DIARY 宇宙の戯言

はじまりの音

描いた理想や未来が不本意な結末を迎えることをよく、「夢破れる」とか、「砕け散る」と表現される。

コロナの影響で、一般意見募集も発表も延びに延びてしまったから、その分妄想もかなり加速して大きく大きく膨らんでしまっていた。

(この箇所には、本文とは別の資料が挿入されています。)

PR #600, opened 2024-09-24
Switch to JSP GUI in all `test_<model>.launch` files

EricMarcil:
Changed the test_<model>.launch files to use the "joint_state_publisher_gui" instead of the "joint_state_publisher" so that the joint slide controls are displayed with RViz.

### DIFF
--- a/motoman_ar2010_support/package.xml
+++ b/motoman_ar2010_support/package.xml
@@ -47,7 +47,7 @@
 
   <test_depend>roslaunch</test_depend>
 
-  <exec_depend>joint_state_publisher</exec_depend>
+  <exec_depend>joint_state_publisher_gui</exec_depend>
   <exec_depend>motoman_driver</exec_depend>
   <exec_depend>motoman_resources</exec_depend>
   <exec_depend>robot_state_publisher</exec_depend>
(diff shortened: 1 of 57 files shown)


gavanderhoorn (changes requested):
It won't make CI green for Kinetic or Melodic, but if we change this, we must update the `package.xml` to state the dependency on `joint_state_publisher_gui` (instead of the current `joint_state_publisher`).

Like in:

その期間の記事にも書いたように、ダメだった時のことを考えずに(というか想像できなくて。)、選ばれたら世界中が希望に満ちて、元気になって、あんなことやこんなことを仕掛けていきたい!!と、5年後、そしてその先の未来をダイナミックに描いていた。
いつも応援してくれている家族や友人、恩師が喜んでくれるところを想像していた。
あまりにも鮮明に描いていたので、自信というより、確信に変わっていた。

発表の日程が決まって、いよいよ現実味が帯びてきた頃、ふと、「こんなに夢膨らませて、もし、もし、万が一、万が一、ダメだった時、、、わたし、どーなってしまうんやろ、、」と、ほんの一瞬思った。
どん底に落とされても、また這い上がってくる力はある、と自負はあったが、「大阪万博」という、生きているうちにはもう二度とない大舞台、そして自分の年齢的にも70年万博当時の岡本太郎さんとタイミングが重なることもあって勝手に運命を感じていたものだから、、、急に、ほんのちょっと怖さを覚えた。
元々楽天家なので、不安はなかったけど、そうやって怖いと思っている自分に気が付いて、またさらに事の重大さを実感した。


そして迎えたその瞬間。

青色の幕が引き剥がされたあの瞬間。


一瞬、無になった。
でも、次の瞬間には、現実を受け入れている自分がいた。
いい夢を見て、スッキリ目覚めた朝のような。

不思議だな。
もしかして、知ってたの?未来のわたし。

あー。そうか、まだ、揃ってなかったんだ。

わたし、たぶん、一番最初に拍手したと思う。
わたしの前を通り過ぎてステージへ向かう受賞者の方の姿を見て、自然と笑みがこぼれていた。先の記事にも書いたけど、わたしの中で、既に同志になっていたからかもしれない。

そして、うなずいている自分がいた。
結果に納得しているんじゃない。

また、未来のわたしの声が聴こえたからだ。
今度はそう、遠くない未来。


グループメンバーのこともあるし、いろんな人に結果を報告しないといけないから、頭が忙しかったけど、心の整理はついていた。

破れる音も、砕け散る音も、しなかった。

それどころか、なぜかとても清々しい。

爽やかな風が吹いて、ページがめくれる音がした。

とても、とても、とても、悔しかったのに。

不思議だ。

心配してくれているみんな、ありがとう。
わたし、生きている!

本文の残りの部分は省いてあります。